_Your instructions:_
Scan the entries for the word "comments" and return every line that has it.

_Extracted entries:_
- Opening Delimiter -
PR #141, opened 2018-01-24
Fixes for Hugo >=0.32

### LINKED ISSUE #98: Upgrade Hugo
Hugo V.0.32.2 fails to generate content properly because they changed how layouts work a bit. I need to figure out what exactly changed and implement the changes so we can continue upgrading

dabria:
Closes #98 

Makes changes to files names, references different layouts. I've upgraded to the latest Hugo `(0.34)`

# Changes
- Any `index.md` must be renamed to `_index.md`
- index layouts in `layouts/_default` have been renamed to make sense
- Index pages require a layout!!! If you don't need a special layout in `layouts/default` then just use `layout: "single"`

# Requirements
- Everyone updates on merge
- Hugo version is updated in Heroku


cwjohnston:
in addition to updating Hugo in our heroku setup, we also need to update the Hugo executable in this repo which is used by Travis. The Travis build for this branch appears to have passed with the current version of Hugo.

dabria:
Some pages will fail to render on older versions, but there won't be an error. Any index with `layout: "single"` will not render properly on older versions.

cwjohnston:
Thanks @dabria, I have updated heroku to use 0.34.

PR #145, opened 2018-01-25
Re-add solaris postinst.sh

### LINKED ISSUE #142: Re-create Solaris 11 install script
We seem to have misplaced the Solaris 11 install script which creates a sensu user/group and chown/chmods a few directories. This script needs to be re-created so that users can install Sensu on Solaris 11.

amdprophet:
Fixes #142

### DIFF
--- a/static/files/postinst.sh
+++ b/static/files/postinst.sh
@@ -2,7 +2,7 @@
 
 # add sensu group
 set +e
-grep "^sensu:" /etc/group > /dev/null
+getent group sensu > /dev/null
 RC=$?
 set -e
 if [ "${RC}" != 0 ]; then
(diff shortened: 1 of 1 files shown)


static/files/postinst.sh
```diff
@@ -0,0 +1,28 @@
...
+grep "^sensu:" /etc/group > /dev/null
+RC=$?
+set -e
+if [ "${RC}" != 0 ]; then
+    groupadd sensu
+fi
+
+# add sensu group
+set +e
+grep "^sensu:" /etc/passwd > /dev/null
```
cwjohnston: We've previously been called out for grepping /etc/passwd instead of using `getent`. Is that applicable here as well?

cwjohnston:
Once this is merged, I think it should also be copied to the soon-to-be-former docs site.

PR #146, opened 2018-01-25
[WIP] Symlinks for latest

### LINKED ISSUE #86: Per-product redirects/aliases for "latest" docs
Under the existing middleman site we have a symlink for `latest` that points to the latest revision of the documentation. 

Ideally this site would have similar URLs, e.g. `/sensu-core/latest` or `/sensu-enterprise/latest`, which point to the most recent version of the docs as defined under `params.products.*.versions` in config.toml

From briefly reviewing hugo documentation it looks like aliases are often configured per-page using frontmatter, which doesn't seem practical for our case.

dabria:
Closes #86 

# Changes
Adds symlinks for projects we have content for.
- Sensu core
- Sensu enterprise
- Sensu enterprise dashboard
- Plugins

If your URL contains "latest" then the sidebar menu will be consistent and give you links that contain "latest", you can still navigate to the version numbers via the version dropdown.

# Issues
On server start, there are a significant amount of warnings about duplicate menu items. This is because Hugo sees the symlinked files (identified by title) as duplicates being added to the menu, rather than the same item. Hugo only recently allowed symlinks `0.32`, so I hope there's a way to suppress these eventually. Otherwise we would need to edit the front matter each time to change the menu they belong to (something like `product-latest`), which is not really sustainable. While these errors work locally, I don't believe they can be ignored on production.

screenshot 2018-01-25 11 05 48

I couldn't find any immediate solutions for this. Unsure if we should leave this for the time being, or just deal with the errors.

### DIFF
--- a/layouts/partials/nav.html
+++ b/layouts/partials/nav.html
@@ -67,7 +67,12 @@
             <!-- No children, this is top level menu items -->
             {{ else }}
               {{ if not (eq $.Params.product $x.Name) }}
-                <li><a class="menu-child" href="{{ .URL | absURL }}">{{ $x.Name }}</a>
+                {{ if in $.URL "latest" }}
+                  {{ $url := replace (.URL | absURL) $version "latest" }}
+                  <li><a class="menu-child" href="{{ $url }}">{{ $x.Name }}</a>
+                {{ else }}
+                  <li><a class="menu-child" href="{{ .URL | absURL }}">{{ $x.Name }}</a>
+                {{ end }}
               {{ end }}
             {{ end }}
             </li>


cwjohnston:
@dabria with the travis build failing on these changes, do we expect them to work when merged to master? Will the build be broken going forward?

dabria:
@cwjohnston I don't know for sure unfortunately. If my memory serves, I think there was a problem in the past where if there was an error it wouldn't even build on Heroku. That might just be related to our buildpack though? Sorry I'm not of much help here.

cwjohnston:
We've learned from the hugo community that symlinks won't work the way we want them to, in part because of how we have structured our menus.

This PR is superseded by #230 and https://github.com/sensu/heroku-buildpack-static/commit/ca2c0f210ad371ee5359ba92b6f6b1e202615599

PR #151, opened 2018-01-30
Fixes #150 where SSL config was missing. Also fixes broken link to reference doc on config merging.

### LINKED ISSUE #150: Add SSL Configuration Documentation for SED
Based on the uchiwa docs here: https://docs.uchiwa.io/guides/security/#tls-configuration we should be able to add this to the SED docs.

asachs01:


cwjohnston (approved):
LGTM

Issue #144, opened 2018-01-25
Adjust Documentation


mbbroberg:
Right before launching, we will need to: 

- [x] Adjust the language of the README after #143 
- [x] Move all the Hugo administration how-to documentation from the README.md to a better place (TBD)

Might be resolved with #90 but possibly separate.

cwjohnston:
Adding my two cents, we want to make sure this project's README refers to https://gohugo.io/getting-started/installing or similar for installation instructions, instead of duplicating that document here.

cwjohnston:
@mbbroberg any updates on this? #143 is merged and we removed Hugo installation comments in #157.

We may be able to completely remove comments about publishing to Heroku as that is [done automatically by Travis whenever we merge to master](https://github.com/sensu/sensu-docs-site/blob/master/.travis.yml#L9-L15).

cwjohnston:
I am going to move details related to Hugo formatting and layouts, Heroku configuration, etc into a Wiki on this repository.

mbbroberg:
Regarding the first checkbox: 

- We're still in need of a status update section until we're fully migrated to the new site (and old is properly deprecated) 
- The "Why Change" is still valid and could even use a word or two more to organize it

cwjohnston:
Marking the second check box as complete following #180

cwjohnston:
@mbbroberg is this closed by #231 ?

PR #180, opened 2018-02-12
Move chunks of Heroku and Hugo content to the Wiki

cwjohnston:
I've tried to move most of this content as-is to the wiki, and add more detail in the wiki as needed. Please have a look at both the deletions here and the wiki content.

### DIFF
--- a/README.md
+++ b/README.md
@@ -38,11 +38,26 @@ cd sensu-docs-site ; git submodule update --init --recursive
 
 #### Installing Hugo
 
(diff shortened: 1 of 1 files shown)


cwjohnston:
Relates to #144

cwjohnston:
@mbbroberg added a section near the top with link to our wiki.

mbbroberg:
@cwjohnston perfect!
- Closing Delimiter -
_Final answer:_
@mbbroberg any updates on this? #143 is merged and we removed Hugo installation comments in #157.
We may be able to completely remove comments about publishing to Heroku as that is [done automatically by Travis whenever we merge to master](https://github.com/sensu/sensu-docs-site/blob/master/.travis.yml#L9-L15).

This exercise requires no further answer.